Here’s the release from the Colorado Division of Wildlife (Theo Stein):
The Colorado Wildlife Commission will initiate a formal review of plans to mitigate impacts to fish and wildlife resources that would be created by two major transmountain water development projects at its April 7 workshop at the Fairfield Center in Meeker.
The 60-day review of mitigation plans to be presented by Denver Water and the Northern Colorado Water Conservancy District is required by statute.
Denver Water is proposing to firm up the yield from its existing water rights on the West Slope, primarily by enlarging Boulder’s Gross Reservoir and diverting additional water from the Fraser and Williams Fork rivers. Northern is proposing to firm up the yield from its existing water rights in the Upper Colorado River by diverting additional water to the proposed new Chimney Hollow Reservoir west of Longmont.
Under state statute, the Commission’s authority is limited to a review of plans to mitigate impacts from proposed projects. Restoring the river to a past condition is beyond the scope of the project approval process and Wildlife Commission authority.
However, Denver and Northern are voluntarily proposing steps to address impacts of existing water development projects to fish and wildlife resources on both sides of the Continental Divide. Both the mitigation and enhancement plans will be presented to the Commission at the meeting.
In other business, the Commission will consider draft regulations to amend the existing prohibition on dogs at Lon Hagler and Lone Tree Reservoir state wildlife areas near Loveland.
Under the proposed change, dogs must be on a leash less than six feet long, unless they are on a boat in which case a leash is not required. Additionally, dogs would be prohibited from portions of both properties during certain times of the year except as an aid to hunting. The current dog ban would be maintained around the Lon Hagler annex pond and adjacent land to protect wildlife habitat.
The Wildlife Commission meets monthly and travels to communities around the state to facilitate public participation in its processes. During the rest of 2011, the Commission is scheduled meet in Salida in May, Grand Junction in June and in locations to be determined from July through December.
The complete agenda for the April Wildlife Commission workshop, as well as a discussion of proposed regulation changes for Lon Hagler and Lone Tree state wildlife areas, can be found on the Wildlife Commission web page at: http://wildlife.state.co.us/WildlifeCommission/Archives/2011/April72011.htm.

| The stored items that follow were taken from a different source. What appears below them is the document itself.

PR #24669, opened 2019-11-06
Set response mime_type based on Content-Type

### LINKED ISSUE #24628: Response object's mime type is not updated by fetch algorithm
[This code](https://github.com/servo/servo/blob/03f223663f1c0bc7432f0f47b533fb41c0226eb1/components/script/fetch.rs#L227-L251) fills in the DOM response object's headers when an HTTP response is received, but the [mime_type](https://github.com/servo/servo/blob/8e14894faeaefad84debbfa1b5363d5eea5deda0/components/script/dom/response.rs#L38) is not updated based on the Content-Type header.

Code: `components/script/dom/response.rs`, `components/script/fetch.rs`
Tests: `./mach test-wpt tests/wpt/web-platform-tests/fetch/api`

glowe:
Set the response's `mime_type` based on its `Content-Type` header whenever `Response::set_headers` is called. This ensures that `mime_type` is always consistent with `Content-Type`. The other reason for going with this approach is it relies on `extract_mime_type`: https://github.com/servo/servo/blob/afbcbf75eaa63ff0eec8fd3858e9155eb8dbadaa/components/script/dom/headers.rs#L260-L261

Besides the consistency argument, I also expect that we'll update the `extract_mime_type` method to conform with its specification.

Another option I explored was adding a `set_mime_type` member to `Response` and calling that with the mime type from `Metadata::content_type` in `FetchResponseListener::process_response`. I decided against this since it expanded the interface of `Response` and didn't have the same benefits of the first option. 

Fixes #24628.

---

- [x] These changes fix #24628.

### DIFF
--- a/components/script/dom/response.rs
+++ b/components/script/dom/response.rs
@@ -403,6 +403,7 @@ impl Response {
             Some(hyper_headers) => hyper_headers.into_inner(),
             None => HyperHeaders::new(),
         });
+        *self.mime_type.borrow_mut() = self.Headers().extract_mime_type();
     }
 
     pub fn set_raw_status(&self, status: Option<(u16, Vec<u8>)>) {
--- a/tests/wpt/metadata/fetch/api/response/response-consume.html.ini
+++ b/tests/wpt/metadata/fetch/api/response/response-consume.html.ini
@@ -67,9 +67,6 @@
   [Consume response's body: from stream without correct urlencoded type to formData (error case)]
     expected: FAIL
 
-  [Consume response's body: from fetch to blob]
-    expected: FAIL
-
   [Consume response's body: from multipart form data blob to formData]
     expected: FAIL
 
--- a/tests/wpt/metadata/fetch/corb/script-html-via-cross-origin-blob-url.sub.html.ini
+++ b/tests/wpt/metadata/fetch/corb/script-html-via-cross-origin-blob-url.sub.html.ini
@@ -1,6 +1,5 @@
 [script-html-via-cross-origin-blob-url.sub.html]
-  [Untitled]
-    expected: FAIL
+  expected: ERROR
 
   [script-html-via-cross-origin-blob-url]
     expected: FAIL


jdm:
Sorry for the review delay, and thanks for the detailed explanation! I agree that this seems like a sensible way to fix the issue.
@bors-servo r+

jdm:
```
  ▶ ERROR [expected OK] /fetch/corb/script-html-via-cross-origin-blob-url.sub.html
  │   → expected expression, got '<'
  │ 
  └ blob:http://www1.web-platform.test:8000/814fc97067474afd80a7dda71854d8e8:1:0
```
That's interesting...

jdm:
https://searchfox.org/mozilla-central/source/testing/web-platform/tests/fetch/corb/script-html-via-cross-origin-blob-url.sub.html loads https://searchfox.org/mozilla-central/source/testing/web-platform/tests/fetch/corb/resources/subframe-that-posts-html-containing-blob-url-to-parent.html which does use fetch and Response, so we should dig into what's changed there.

glowe:
It looks like setting the mime type is allowing this test (`script-html-via-cross-origin-blob-url.sub.html`)  to progress to a point where it's revealing a bug in the CORB handling in servo. Here's the relevant excerpt:

https://github.com/servo/servo/blob/f65cb94b9e417bdaab6fd8d699bf213ae55cd740/tests/wpt/web-platform-tests/fetch/corb/script-html-via-cross-origin-blob-url.sub.html#L21-L33

`step2_processSubframeMsg` is the function that is called when `subframe-that-posts-html-containing-blob-url-to-parent.html` posts a message back to its parent. Previously, this function was failing at line 23:

```assert_equals(msg.blob_type, 'text/html');```

Now that the proper mime type is set, the test progresses but errors out later. It looks like Servo is allowing [html-correctly-labeled.html](https://github.com/servo/servo/blob/f65cb94b9e417bdaab6fd8d699bf213ae55cd740/tests/wpt/web-platform-tests/fetch/corb/resources/html-correctly-labeled.html) to be added to the document as a script element. 

https://github.com/servo/servo/blob/f65cb94b9e417bdaab6fd8d699bf213ae55cd740/tests/wpt/web-platform-tests/fetch/corb/script-html-via-cross-origin-blob-url.sub.html#L33

The trouble is that this is content actually an HTML page and not javascript, so Servo chokes on the first character of `<!DOCTYPE html>`. I actually changed the content of `html-correctly-labeled.html` to javascript and the test continued but failed with:


Screen Shot 2019-11-14 at 12 42 27 AM

Servo __should__ actually block this content from being loaded, but I suspect that we haven't implemented the appropriate CORB checks yet.

One option to move things forward would be to update `script-html-via-cross-origin-blob-url.sub.html.ini` to expect an `ERROR` rather than a `FAIL`. Another option would be to leave this PR open until we've implemented the proper CORB checks.

jdm:
Aha, thanks! Your analysis makes complete sense; let's update the expected result since we haven't implemented the CORB specification yet.

jdm:
@bors-servo retry
* #23290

More information on Denver Water’s Moffat Collection System proposal and Northern’s Windy Gap Firming Project may be found here: http://wildlife.state.co.us/LandWater/Water/MoffatWindyGapMitigationProjects/.
Members of the public who are unable to attend Commission meetings or workshops can listen to the proceedings through a link on the DOW’s website. This opportunity is provided to keep constituents better informed about the development of regulations by the Commission and how they and DOW staff are resolving issues facing Colorado’s wildlife.
To access the live audio feed during the meeting, click on the “listen to live audio” link at the bottom of the Commission webpage at: http://wildlife.state.co.us/WildlifeCommission/
The Colorado Wildlife Commission is an 11-member board appointed by the governor. The Wildlife Commission sets Division of Wildlife regulations and policies for hunting, fishing, watchable wildlife, nongame, threatened and endangered species. The Commission also oversees Division of Wildlife land purchases and property regulations.
From The Denver Post (Scott Willoughby):
The Colorado Wildlife Commission will initiate a formal review of plans to mitigate impacts to fish and wildlife resources that would be created by two major trans-mountain water-development projects at its Thursday workshop at the Fairfield Center in Meeker.
Denver Water is proposing to firm up the yield from its existing water rights on the Western Slope, primarily by enlarging Boulder’s Gross Reservoir and diverting additional water from the Fraser and Williams Fork rivers. Northern Colorado Water Conservancy District is proposing to firm up the yield from its existing water rights in the Upper Colorado River by diverting additional water to the proposed Chimney Hollow Reservoir west of Longmont.
The 60-day review of mitigation plans to be presented by Denver Water and Northern is required by statute. A voluntary enhancement plan designed to address impacts of existing water-development projects also will be presented.